R/categorical.igate.R
In igate: Guided Analytics for Testing Manufacturing Parameters

Documented in categorical.igate

# iGATE for categorical variables -----------------------------------------

# Outlier removal for categorical target makes no sense

#' igate function for categorical target variables
#'
#' This function performs an initial Guided Analysis for parameter testing and controlband extraction (iGATE) for
#' a categorical target variable on a dataset and returns those parameters found to be influential.
#' @param df Data frame to be analysed.
#' @param versus How many Best of the Best and Worst of the Worst do we collect? By default, we will collect 8 of each.
#' @param target Target variable to be analysed. Must be categorical.
#' Use \code{\link{igate}} for continuous \code{target}.
#' @param best.cat The best category. The \code{versus} BOB will be selected randomly from this
#' category.
#' @param worst.cat The worst category. The \code{versus} WOW will be selected randomly from this
#' category.
#' @param test Statistical hypothesis test to be used to determine influential
#' process parameters. Choose between Wilcoxon Rank test (\code{"w"}, default)
#' and Student's t-test (\code{"t"}).
#' @param ssv A vector of suspected sources of variation. These are the variables
#' in \code{df} which we believe might have an influence on the \code{target} variable and
#' will be tested. If no list of \code{ssv} is provided, the test will be performed
#' on all numeric variables.
#' @param outlier_removal_ssv Logical. Should outlier removal be performed for each \code{ssv} (default: \code{TRUE})?
#'
#'
#' @return A data frame with the following columns
#'\tabular{ll}{
#' \code{Causes} \tab Those \code{ssv} that have been found to be influential to the \code{target} variable.\cr
#' \code{Count} \tab The value returned by the counting method. \cr
#' \code{p.value} \tab The p-value of the hypothesis test performed, i.e. either of the
#' Wilcoxon rank test (in case \code{test = "w"}) or the t-test (if \code{test = "t"}).\cr
#' \code{good_lower_bound} \tab The lower bound for this \code{Cause} for good quality.\cr
#' \code{good_upper_bound} \tab The upper bound for this \code{Cause} for good quality.\cr
#' \code{bad_lower_bound} \tab The lower bound for this \code{Cause} for bad quality.\cr
#' \code{bad_upper_bound} \tab The upper bound for this \code{Cause} for bad quality.\cr
#' \code{na_removed} \tab How many missing values were in the data set for this \code{Cause}?\cr
#' \code{ties_best_cat} \tab How many observations fall into the best category? \cr
#' \code{ties_worst_cat} \tab How many observations fall into the worst category?
#' }
#'
#'
#'
#' @details We collect the Best of the Best and the Worst of the Worst
#' dynamically dependent on the current \code{ssv}. That means, for each \code{ssv} we first
#' remove all the observations with missing values for that \code{ssv} from \code{df}.
#' Then, based on the remaining observations, we randomly select \code{versus}
#' observations from the the best category (“Best of the Best”, short BOB)  and
#' \code{versus} observations from the worst category
#' (“Worst of the Worst”, short WOW).
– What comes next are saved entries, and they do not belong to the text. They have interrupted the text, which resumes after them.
PR #409, opened 2024-02-08
[serving] Scaffolding for llm serving.

stellaraccident:
(needs bump for IREE runtime updates)


serving/turbine_serving/llm/testing/fake_v1_module.py
```diff
@@ -0,0 +1,123 @@
...
+                    for i in range(bs):
+                        device_array[i, 0] = i + 1
+
+                    signal_fence.signal()
+                except Exception as e:
+                    signal_fence.fail(str(e))
+
+            threading.Thread(target=run).start()
+
+            result_buffer = device.allocator.allocate_buffer(
```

By default, we select 8 of each.
#' Next, we compare BOB and WOW using the the counting method and the specified
#' hypothesis test. If the distributions of the \code{ssv} in BOB and WOW are
#' significantly different, the current \code{ssv} has been identified as influential
#' to the \code{target} variable. An \code{ssv} is considered influential, if the test returns
#' a count larger/ equal to 6 and/ or a p-value of less than 0.05.
#' For the next \code{ssv} we again start with the entire dataset \code{df}, remove all
#' the observations with missing values for that new \code{ssv} and then select our
#' new BOB and WOW. In particular, for each \code{ssv} we might select different observations.
#' This dynamic selection is necessary, because in case of an incomplete data set,
#' if we select the same BOB and WOW for all the \code{ssv}, we might end up with many
#' missing values for particular \code{ssv}. In that case the hypothesis test loses
#' statistical power, because it is used on a smaller sample or worse, might
#' fail altogether if the sample size gets too small.
#'
#' For those \code{ssv} determined to be significant, control bands are extracted. The rationale is:
#' If the value for an \code{ssv} is in the interval [\code{good_lower_bound},\code{good_upper_bound}]
#' the \code{target} is likely to be good. If it is in the interval
#' [\code{bad_lower_bound},\code{bad_upper_bound}], the \code{target} is likely to be bad.
#'
#' Furthermore some summary statistics are provided: \code{na_removed} tells us
#' how many observations have been removed for a particular \code{ssv}. When
#' selecting the \code{versus} BOB/ WOW, the selection is done randomly from within
#' the best/ worst category, i.e. the \code{versus} BOB/ WOW are not uniquely
#' determined. The randomness in the selection is quantified by \code{ties_best_cat,
#' ties_worst_cat}, which gives the size of the best/ worst category respectively.
#'
#' @examples
#' df <- mtcars
#' df$cyl <- as.factor(df$cyl)
#' categorical.igate(df, target = "cyl", best.cat = "8", worst.cat = "4")
#'
#' @export
#'
#' @importFrom dplyr select filter contains arrange desc min_rank %>%
#' @importFrom grDevices boxplot.stats dev.off png
#' @importFrom graphics abline boxplot plot
#' @importFrom stats lm p.adjust t.test var wilcox.test
#'


categorical.igate <- function(df,
                             versus = 8,
                             target,
                             best.cat,
                             worst.cat,
                             test = "w",
                             ssv = NULL,
                             outlier_removal_ssv = TRUE){


  # Preparations ------------------------------------------------------------
  if(sum(names(df) == target) != 1){
    stop(paste0(target,
                " is not a valid column name for ",
                deparse(substitute(df)),
                ".\nGot sum(names(df) == target) = ", sum(names(df) == target),
                ", but need 1."))
  }
  if(!(test == "w" || test == "t")){
    stop(paste0(test,
                " is not a valid hypothesis test. See documentation (?categorical.igate)"))
  }
  # Remove columns with only missing values
  df <- df[,colSums(is.na(df)) < nrow(df)]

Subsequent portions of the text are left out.